→ Stored items:
PR #218, opened 2022-10-31
IT-4808 - fix button animation fade in - in loading state

damianmef:


damianmef:
@kvas-damian after remove transition from content i was more visible that loading icon fade in animation is not working. I did many tries and only change this animation to keyframes fixed that. So now:
1. Content is disappears immediately.
2. Icon has 300ms fade in animation.
3. Loading -> default:
4. Icon disappears immediately.
5. Content shows immediately.

kvas-damian:
> and only change this animation to keyframes fixed that

Did you try usning animation name without typo: `a-fadeIn`? See definition in: https://github.com/bethinkpl/design-system/blob/987c93c6cd4d2ed3d400ebd6f3c7950e9045e28d/lib/styles/settings/_animations.scss#L11

lib/styles/components/_buttons.scss
```diff
@@ -101,6 +101,11 @@
 		&__loadingIcon {
 			color: $icon;
 		}
+
+		&__loadingIcon {
```
kvas-damian, line 105: why do we have to move it here?

damianmef: I like to have styles for element for constant classes, not for dynamic like `.loading`. Now it's not a problem, but sometimes it can occurs problems with animations. Dynamic class styles could be used for example: in changing opacity, from default 0 to 1 in loading state.

kvas-damian: makes sense, but do you think `setButtonAdditions()` mixin is the right place to put it?

damianmef: I moved to the right place.

lib/styles/components/_buttons.scss
```diff
@@ -336,4 +330,9 @@ $button-disabled-alpha: 0.6;
 			margin-left: $space-xxxxs;
 		}
 	}
+
+	&__loadingIcon {
+		position: absolute;
+		animation: $animation-fade-in, $animation-spin;
```
kvas-damian, line 336:
```suggestion
		animation: $animation-fade-in, $animation-spin;
		position: absolute;
```

kvas-damian (approved):

PR #220, opened 2022-11-02
IT-3400 - fix button ripple

damianmef:


lib/styles/components/_buttons.scss
```diff
@@ -168,6 +168,7 @@ $button-disabled-alpha: 0.6;
 		}
 	}
 
+	overflow: hidden;
```
kvas-damian, line 171: do we need it? If yes, should we introduce it in other component using `ripple`?

damianmef: I checked it by simulating resizing and probably not. But I will be sure when I will check it on the platform on the Watch button. So for now I'm removing this rule.

kvas-damian (approved):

→ EXERCISE GOAL: For each line of the data that includes the word "right", return a copy of it.

→ RESULT OF THIS EXERCISE:
kvas-damian: makes sense, but do you think `setButtonAdditions()` mixin is the right place to put it?
damianmef: I moved to the right place.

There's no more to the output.